Deep Cervical Fascia: in situObservation

Ming Zhang, MB, MMed, PhD

Department of Anatomy, University of Otago, P.O.Box913, 270 Great King Street, Dunedin 9054, New Zealand, Phone: +64 3 4797378, Fax: +64 3 4797254, email:

BACKGROUND In classical anatomic terms, cervical fascia includes superficial and deep cervical fascia. The deep cervical fascia is further divided into 3 layers: investing, pretracheal and prevertebral fasciae. However, “the cervical fasciae appear in a new form under the pen of each author who attempts to describe them" [1838; Malgaigne]. Such ambiguities are mainly due to the fact that fascia is traditionally viewed “as aggregations of connective tissue that are visible for the unaided eye to detect, allowing it to be dissected gross anatomically” and dissection is the main method of visualizing the fascia. The aim of this project was to systematically investigate the in situ3-dimensional architecture of the deep fascia in neck.

METHODS The necks of 13 cadavers were examined using a combination of sheet plastination and confocal microscopy techniques developed in our laboratory and compared to 9 processed by dissection. The sheet plastination technique preserves and fixes the cellular constituents of tissue in situ by removing lipids and water and replacing them with a curable polymer resin. Thin slices of tissue can then be examined by optical and confocal microscopy.

RESULTS We found that there was no anatomical demarcation between the superficial and deep cervical fasciae. Some layered fascial structures, such as the investing cervical fascia, described in previous studies were created by our dissection procedure and not seen in the plastination studies. We also found that the fascia-like structures examined in our study were closely associated with a muscular structure. For instance, the so-called investing cervical fascia was either the part of the aponeurosis of the platysma or the epimysium of the sternocleidomastoid and trapezius muscles (Figure 1). The nuchal ligament was either the decussated tendinous fibers of the trapezius or the epimysium of the deep posterior cervical muscles (Figure 2). Those muscular-origin fascia-like structures were often merged with the periosteum and dural mater (Figure 3).
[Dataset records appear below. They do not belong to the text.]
PR #3538, opened 2021-03-31
mpvsafe: Allow mpv to keep running after Firefox quits

gnull:
Detach the mpv process after starting it. This prevents it from terminating with SIGPIPE after Firefox quits.

I think this should be the sensible behaviour. There's no use it terminating all the mpv instances after user closes Firefox.

### DIFF
--- a/src/lib/config.ts
+++ b/src/lib/config.ts
@@ -607,7 +607,7 @@ export class default_config {
         "mkt!": "mktridactylrc -f",
         "mktridactylrc!": "mktridactylrc -f",
         mpvsafe:
-            "js -p tri.excmds.shellescape(JS_ARG).then(url => tri.excmds.exclaim_quiet('mpv ' + url))",
+            "js -p tri.excmds.shellescape(JS_ARG).then(url => tri.excmds.exclaim_quiet('mpv --no-terminal ' + url))",
         exto: "extoptions",
         extpreferences: "extoptions",
         extp: "extpreferences",


src/lib/config.ts
```diff
@@ -607,7 +607,7 @@ export class default_config {
         "mkt!": "mktridactylrc -f",
         "mktridactylrc!": "mktridactylrc -f",
         mpvsafe:
-            "js -p tri.excmds.shellescape(JS_ARG).then(url => tri.excmds.exclaim_quiet('mpv ' + url))",
+            "js -p tri.excmds.shellescape(JS_ARG).then(url => tri.excmds.exclaim_quiet('mpv ' + url + ' > /dev/null 2>&1 &'))",
```
bovine3dom, line 610: This presumably will work on OSX and Linux but not Windows.

Could you therefore add a Windows-specific config entry with the previous value? Circa line 1143.

gnull: Oh… I see that test fail. I will figure out what's wrong and push new changes.

src/lib/config.ts
```diff
@@ -1157,6 +1157,11 @@ const platform_defaults = {
 (New-Object System.Net.WebClient).DownloadFile('https://raw.githubusercontent.com/tridactyl/native_messenger/master/installers/windows.ps1', '%TEMP%/tridactyl_installnative.ps1');\
 & '%TEMP%/tridactyl_installnative.ps1' -Tag %TAG;\
 Remove-Item '%TEMP%/tridactyl_installnative.ps1'"`,
+
+        exaliases = {
```
bovine3dom, line 1161:
```suggestion
        exaliases: {
```

src/lib/config.ts
bovine3dom: I think it's just that colon Vs equals thing.

If you could add a comment above line 609 saying that Windows has an override it'll probably prevent some confusion in future developers. Thanks!

gnull:
I found a better way to solve the problem, now we don't need an exception for Windows.

I added the `--no-terminal` flag to mpv invocation. This way, `mpv` just doesn't use the stdout/err and can keep running after it is closed. I figured out that forking mpv with `&` was unnecessary, just fixing the stdout is enough to prevent crashes.

bovine3dom:
LGTM! I'll merge it once tests pass. Thanks!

CONCLUSIONS At different places, the cervical fascia presented as different types of the muscle-tendon-fascia-periosteum complex. The clinical puzzle that injection of local anaesthetics either in the subcutaneous tissue or under the investing fascia can provide a similarly effective cervical plexus block is explained by our novel finding that there is no so-called investing layer of the deep cervical fascia, thus the injection superficial or deep to the investing cervical fascia is in fact into the same area,The configuration of connective tissue in the cervical region is much more complicated than previously thought. The sub-regional connective tissue architecture warrants further investigation.